Microarray Analysis
Microarray technologies allow the simultaneous monitoring of gene transcript abundance at a magnitude that allows whole genome assessment of every gene in an organism. When microarray technologies first arrived on the scientific scene, they seemed like such a great idea and the answer for everything -so much data; so many questions to ask, and so fast! Whether one was exploring data or testing a hypothesis, microarray technologies provided a vast amount of data around which many stories were told; some validated by other scientific means, some not. The probability of finding genes that were differentially expressed (i.e., something caused a change in the gene's transcript abundance between conditions) was almost certain, especially if you were testing every gene in the genome (or, at least hundreds), and usually the results were encouraging. But after awhile, and after a bit of thought, the scientific questions quickly turned to questions about whether the observed changes were actual changes in the transcript abundance or just random noise, when and why were statistical experiment design and analysis methods necessary, and to what extent is independent experimental confirmation necessary.
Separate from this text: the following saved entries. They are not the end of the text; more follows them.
PR #828, opened 2023-03-03
jobs/build: verify kernel + kernel-rt versions match in rhcos

marmijo:
The old RHCOS pipeline had a mechanism for checking if the kernel and kernel-rt packages were built from the same version and failing if they were not. The check was never migrated over to the new RHCOS pipeline. Add the check to verify that the kernel and kernel-rt are of the same version and stop the pipeline if there is a version mismatch. Also add an optional field in the stream section of `config.yaml`  to enable, disable this check. 

By default, the check will not run unless the optional field `check_kernel_rt_mismatch` is set to true. This will ensure the check will not run against FCOS builds.

See: https://issues.redhat.com/browse/COS-2021

### DIFF
--- a/docs/config.yaml
+++ b/docs/config.yaml
@@ -231,3 +231,5 @@ clouds:
 misc:
   # OPTIONAL: whether to generate a release index
   generate_release_index: true
+  # OPTIONAL: require kernel + kernel-rt versions to match
+  check_kernel_rt_mismatch_rhcos: true
--- a/jobs/build.Jenkinsfile
+++ b/jobs/build.Jenkinsfile
@@ -347,6 +347,19 @@ lock(resource: "build-${params.STREAM}") {
         // Build the remaining artifacts
         stage("Build Artifacts") {
             pipeutils.build_artifacts(pipecfg, params.STREAM, basearch)
+
+            // Stop the build if the kernel + kernel-rt versions do not match.
+            // This check runs on x86_64 RHCOS builds only.
+            // NOTE: This approach only checks the legacy extensions and not the new extensions
+            // container. This check can be removed for 9.3+ builds when we drop the legacy
+            // oscontainer as the versions will be matched using `match-base-evr` in `extensions.yaml`.
+            if (pipecfg.misc?.check_kernel_rt_mismatch_rhcos) {
+                echo("Verifying kernel + kernel-rt versions match")
+                def build_meta = [readJSON(file: "builds/latest/${basearch}/commitmeta.json"), readJSON(file: "builds/latest/${basearch}/meta.json")]
+                def kernel_version = build_meta[0]['ostree.linux'].split('.el')[0]
+                def kernel_rt_version = build_meta[1]['extensions']['manifest']['kernel-rt-core'].split('.rt')[0]
+                assert kernel_version == kernel_rt_version : "kernel-rt version: ${kernel_rt_version} does not match kernel version: ${kernel_version}"
+            }
         }
 
         // Run Kola TestISO tests for metal artifacts


jlebon:
As mentioned in the ticket, starting from 9.3 the kernel and kernel-rt packages will be built together and won't really need this. Though we'll need to keep it for the older streams that will remain on el8.

An alternative approach is to make the check part of the `cosa buildextend-extensions` command. A tricky bit though is wiring through the knob to disable the check. Our `buildextend` invocations are templated so it can't easily be a switch. We could use an env var, though that's awkward too since we'd set it on all `buildextend` commands and would also have to survive through `cosa remote-session`.

@marmijo I know we landed on this when discussing alternatives, though I another idea I had is to e.g. `touch ${workdir}/tmp/skip-kernel-rt-version-check`. And then both `buildextend-extension` and `buildextend-extensions-container` (but really the `Dockerfile` code) could check that file to know if to skip the check. WDYT? It's not super clean and it's more work, but it keeps the logic in cosa where it'll benefit local devs and would also allow us to cover `buildextend-extensions-container` more easily. @dustymabe Thoughts?

Maybe let's chat about this on Monday.

docs/config.yaml
```diff
@@ -60,6 +60,8 @@ streams:
       source_config_ref: main
       # OPTIONAL: override OS variant to use for this stream
       variant: rhcos-9.0
+      # OPTIONAL: require kernel + kernel-rt versions to match
+      check_kernel_rt_mismatch_rhcos: true
```
dustymabe, line 64: Would we want this only for specific streams? Would we ever want it to apply globally to all streams?

jobs/build.Jenkinsfile
```diff
@@ -347,6 +347,17 @@ lock(resource: "build-${params.STREAM}") {
...
+            // Stop the build if the kernel + kernel-rt versions do not match
+            if (pipecfg.streams[params.STREAM]?.check_kernel_rt_mismatch_rhcos == true) {
+                echo("Verifying kernel + kernel-rt versions match")
+                build_meta = [readJSON(file: "builds/latest/${basearch}/commitmeta.json"), readJSON(file: "builds/latest/${basearch}/meta.json")]
+                kernel_version = build_meta[0]['ostree.linux'].split('.el')[0]
+                kernel_rt_version = [build_meta[1]['extensions']['manifest']['kernel-rt-core'].split('.rt')[0]
+                assert kernel_version == kernel_rt_version : "kernel-rt version: ${kernel_rt_version} does not match kernel version: ${kernel_version}"
+            } else {
+                echo("Skipping kernel + kernel-rt mismatch check")
+            }
```
dustymabe, line 360:
```suggestion
            }
```

I would probably just skip saying anything if that was the case.

dustymabe:
> As mentioned in the ticket, starting from 9.3 the kernel and kernel-rt packages will be built together and won't really need this. Though we'll need to keep it for the older streams that will remain on el8.

This is a great point, which means optimizing this further has diminishing returns.

> 
> An alternative approach is to make the check part of the `cosa buildextend-extensions` command. A tricky bit though is wiring through the knob to disable the check. Our `buildextend` invocations are templated so it can't easily be a switch. We could use an env var, though that's awkward too since we'd set it on all `buildextend` commands and would also have to survive through `cosa remote-session`.

Yep exactly. Because of the way we build "artifacts" it doesn't make it easy to pass through extra arguments unless we use something like an environment variable, which means we'd have to modify the pipeline anyway to achieve this goal, so I just told him to implement the logic in the pipeline which is the place where we have all of the information readily available to us.

> 
> @marmijo I know we landed on this when discussing alternatives, though I another idea I had is to e.g. `touch ${workdir}/tmp/skip-kernel-rt-version-check`. And then both `buildextend-extension` and `buildextend-extensions-container` (but really the `Dockerfile` code) could check that file to know if to skip the check. WDYT? It's not super clean and it's more work, but it keeps the logic in cosa where it'll benefit local devs and would also allow us to cover `buildextend-extensions-container` more easily. @dustymabe Thoughts?

I think we just keep it simple here. Since we already have to touch the pipeline to decide *IF* to do the check, then let's just put the code to perform the check there too.

> 
> Maybe let's chat about this on Monday.

WFM

jobs/build.Jenkinsfile
```diff
@@ -347,6 +347,17 @@ lock(resource: "build-${params.STREAM}") {
         // Build the remaining artifacts
         stage("Build Artifacts") {
             pipeutils.build_artifacts(pipecfg, params.STREAM, basearch)
+
+            // Stop the build if the kernel + kernel-rt versions do not match
```
dustymabe, line 351: A good bit of context to add to this comment is that this should only apply to x86_64 builds (IIUC).

marmijo: That's correct. I thought about adding that, but it's in the x86_64 file, so I opted to not add the information. I'll update though comment though to be clear about what's going on.

marmijo: It'll also help if we decide to change the way we build x86_64 using `build.jenkinsfile`

jobs/build.Jenkinsfile
marmijo: Works for me. That way we dont see this on every FCOS build.

docs/config.yaml
marmijo: If we applied it to all streams, then we would have to disable the check for all streams just to turn this off for e.g. `4.11` only. I considered both options, but figured this gave us more granular control over the check. WDYT?

marmijo:
thanks @dustymabe @jlebon for the conversation and suggestions. We'll chat about this on Monday.

jobs/build.Jenkinsfile
marmijo: updated

jobs/build.Jenkinsfile
marmijo: Removed with latest push

jlebon:
Had an OOB chat with @marmijo and @dustymabe about this. This approach is only checking the legacy extensions and not the new extensions container image. The likelihood that there is a race between the two when querying repodata seems quite low however. To keep it simple, we'll just keep the check here for now, but note that once we drop the legacy oscontainer, we'll have to tweak this to e.g. run the extensions container to get the kernel-rt version (or extend cosa to write that metadata somewhere). Though if the kernel-rt merge happens before that, then we don't have any additional work since we'll be able to use `match-base-evr` directly in the `extensions.yaml`.

jobs/build.Jenkinsfile
```diff
@@ -347,6 +347,16 @@ lock(resource: "build-${params.STREAM}") {
...
+            // This check runs on x86_64 RHCOS builds only
+            if (pipecfg.streams[params.STREAM]?.check_kernel_rt_mismatch_rhcos == true) {
```
jlebon, line 353:
```suggestion
            if (pipecfg.streams[params.STREAM]?.check_kernel_rt_mismatch_rhcos) {
```

jobs/build.Jenkinsfile
```diff
@@ -347,6 +347,16 @@ lock(resource: "build-${params.STREAM}") {
...
+                echo("Verifying kernel + kernel-rt versions match")
+                build_meta = [readJSON(file: "builds/latest/${basearch}/commitmeta.json"), readJSON(file: "builds/latest/${basearch}/meta.json")]
+                kernel_version = build_meta[0]['ostree.linux'].split('.el')[0]
+                kernel_rt_version = build_meta[1]['extensions']['manifest']['kernel-rt-core'].split('.rt')[0]
```
jlebon, line 357: `def` for all of these

docs/config.yaml
jlebon: I think having it be global would probably be fine. AIUI, the use case for temporarily disabling it is for hotfix builds. In that workflow, ART creates a separate pipecfg with the hotfix details, and can turn off the knob if necessary without affecting the prod streams. We can always make it stream-level in the future if needed.

cgwalters:
https://gitlab.com/redhat/centos-stream/src/kernel/centos-stream-9/-/merge_requests/1743 just landed

docs/config.yaml
marmijo: Alright, I can make that change. Where do we want that to live? Just a general `pipecfg.check_kernel_mismatch_rhcos` or add in another layer such as e.g. FCOS's `pipecfg.misc` layer?

jlebon: Under `misc` SGTM!

marmijo:
> To keep it simple, we'll just keep the check here for now, but note that once we drop the legacy oscontainer, we'll have to tweak this to e.g. run the extensions container to get the kernel-rt version (or extend cosa to write that metadata somewhere). Though if the kernel-rt merge happens before that, then we don't have any additional work since we'll be able to use `match-base-evr` directly in the `extensions.yaml`.

I've updated this PR in response to the reviews. I added a note summarizing this to the code. Could I please get some feedback on that? Thanks!

jlebon (approved):
LGTM. Have you been able to test this?

dustymabe (approved):

dustymabe:
@marmijo feel free to merge if it's ready.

A less obvious question for many biologists is what does statistical significance mean when biological significance is at the heart of the application?
Figure 1: The results from two different analyses of a replicated dye swap experiment
(8 hybridizations: 2 biological samples under 2 conditions using reverse labeling) are
summarized. The replicated dye swap experiment tests 26,110 unique genes for differential
expression. 26,094 of the genes are represented once, 12 are represented 49 times, and 4 are
represented 6 times. The first analysis assumes a constant variance (estimated constant variance
is 0.1153) across all genes, and uses a one analysis of variance model to provide the
statistically significant differential expression as indicated by the black and red data points.
The fold change boundary for declaring significant results under the assumption of a common
variance is exp(0.80)=2.23. The second analysis estimates a per-gene variance for each gene,
and employs an analysis of variance model for each gene which in turn provides evidence for
differential expression for that gene. The per-gene results are illustrated by the green and
red data points, with a fold change as low as exp(0.18)=1.20 being statistically significant.
The red data points provide the intersection of the results when the two different analyses are
compared. Data points that are not statistically significant after a Holms multiple
comparison correction (alpha=0.05) are indicated in gray. The gene features that benefit from
increased replication on the array are illustrated, and demonstrate the level of differential
expression that is statistically significant for 6 and 49 replicate gene features.